When this book was first published in 1981 it became an instant classic. Eugene Sledge, then a professor of biology in Alabama, had produced a searing account of his war in the Pacific as a US Marine infantryman. Critically acclaimed, With the Old Breed has run through several editions – complete with introductions by such luminaries as Paul Fussell and Victor Davis Hanson – and has recently become one of the narrative mainstays of the recently published The Pacific.
Sledge quit his officer training course in late 1943 in order to see combat more swiftly by joining the Marines as a private soldier. He was assigned as a mortar crewman to K/3/5 (K Company, 3rd Battalion, 5th Infantry Regiment) of the 1st Marine Division. The designation K/3/5 became a virtual talisman for Sledge: he experienced the war within the confines of that infantry company, developing a fierce pride in the men with whom he shared so many hardships and dangers.

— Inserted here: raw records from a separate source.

PR #1353, opened 2018-05-21
Fix PHP 7.2 system warnings in SOAP API

atrol:
Fixes #24462

### DIFF
--- a/api/soap/mc_issue_api.php
+++ b/api/soap/mc_issue_api.php
@@ -488,7 +488,7 @@ function mci_issue_get_custom_fields( $p_issue_id ) {
 		}
 	}
 
-	return count( $t_custom_fields ) == 0 ? null : $t_custom_fields;
+	return $t_custom_fields;
 }
 
 /**
@@ -600,7 +600,7 @@ function mci_issue_get_relationships( $p_issue_id, $p_user_id ) {
 		}
 	}
 
-	return (count( $t_relationships ) == 0 ? null : $t_relationships );
+	return $t_relationships;
 }
 
 /**
@@ -679,7 +679,7 @@ function mci_issue_get_notes( $p_issue_id ) {
 		$t_result[] = $t_bugnote;
 	}
 
-	return count( $t_result ) == 0 ? null : $t_result;
+	return $t_result;
 }
 
 /**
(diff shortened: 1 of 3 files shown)


atrol:
I am not sure if this is the right fix, as I had to change also our tests.

If there is an issue without notes, attachments, custom fields  and relationships, this is an example extract of a response after the change
```
            <attachments SOAP-ENC:arrayType="ns1:AttachmentData[0]" xsi:type="SOAP-ENC:Array"/>
            <relationships SOAP-ENC:arrayType="ns1:RelationshipData[0]" xsi:type="SOAP-ENC:Array"/>
            <notes SOAP-ENC:arrayType="ns1:IssueNoteData[0]" xsi:type="SOAP-ENC:Array"/>
            <custom_fields SOAP-ENC:arrayType="ns1:CustomFieldValueForIssueData[0]" xsi:type="SOAP-ENC:Array"/>
            <due_date xsi:nil="true" xsi:type="xsd:dateTime"/>
            <monitors SOAP-ENC:arrayType="ns1:AccountData[0]" xsi:type="SOAP-ENC:Array"/>
            <sticky xsi:type="xsd:boolean">false</sticky>
            <tags SOAP-ENC:arrayType="ns1:ObjectRef[0]" xsi:type="SOAP-ENC:Array"/>
```
before the change we had
```
            <attachments SOAP-ENC:arrayType="ns1:AttachmentData[0]" xsi:type="SOAP-ENC:Array"/>
            <due_date xsi:nil="true" xsi:type="xsd:dateTime"/>
            <monitors SOAP-ENC:arrayType="ns1:AccountData[0]" xsi:type="SOAP-ENC:Array"/>
            <sticky xsi:type="xsd:boolean">false</sticky>
            <tags SOAP-ENC:arrayType="ns1:ObjectRef[0]" xsi:type="SOAP-ENC:Array"/>
```

Pros of the change
- uniform behavior if fields are not set

Cons of the change
- larger/slower response
- changed response might break clients

@vboctor I am not experienced in writing SOAP clients.
Do you think that the changed response could break a client?

If so, we would have to implement another approach to fix this.
Some `null` checks before calling `count` at some places should be enough for it.

vboctor:
@atrol It would be helpful to start with the PHP line that causes the warning.  I would go with the option of making sure that the code handle nulls rather than replacing nulls with empty arrays.  You can imagine code like our test cases that checks for null and assumes if not null, then the array won't be empty.  Very corner case, but possible. I would go to an extreme to accommodate such corner case, but avoid change is a better option.

atrol:
Replaced by https://github.com/mantisbt/mantisbt/pull/1354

The book’s title is a tribute to the veteran Marines (mainly pre-war enlistees) who held the line in the early stages of the war in such pivotal battles as Guadalcanal and provided the nucleus of men for the subsequent Pacific campaigns. Sledge’s baptism of fire came with the attack on the coral island of Peleliu during September-November 1944, one of the least-known but most intensely vicious of the ‘island-hopping’ battles. K/3/5 went into the battle with 235 soldiers and came out with 85 men unhurt. Once the 1st Marine Division had recovered its strength it was thrown into the conquest of Okinawa, the largest and bloodiest of the Pacific battles.
What makes Sledge’s story so unforgettable is the dispassionate honesty of his descriptions of unrelenting infantry combat, whether on the exposed coral wilderness of Peleliu or in the mud of Okinawa. He pays tribute to the bravery of both his comrades and to the Japanese, although he acknowledges his hatred of the enemy in a war without prisoners, where anyone captured by either side was usually tortured to death or, at best, casually killed. He does not spare the reader, piling on the horrors of close-order combat, day-after-day; on Okinawa he recalled how the putrefying bodies of the dead produced an explosion of maggots that crawled over the living in their fox-holes and shell scrapes.
Amazingly Sledge came through the two campaigns physically unhurt. He concluded his book with a summary of his time in the Pacific war that will find echoes with all combat veterans: ‘War is brutish, inglorious, and a terrible waste. Combat leaves an indelible mark on those who are forced to endure it. The only redeeming factors were my comrades’ incredible bravery and their devotion to each other. The Marine Corps training taught us to kill efficiently and to try to survive. But it also taught us loyalty to each other – and love. The esprit de corps sustained us.’ With an engaging modesty the author takes a back seat to the actions of his fellow Marines, but by the end of this book the reader will realise that Sledge too had become one of the Old Breed.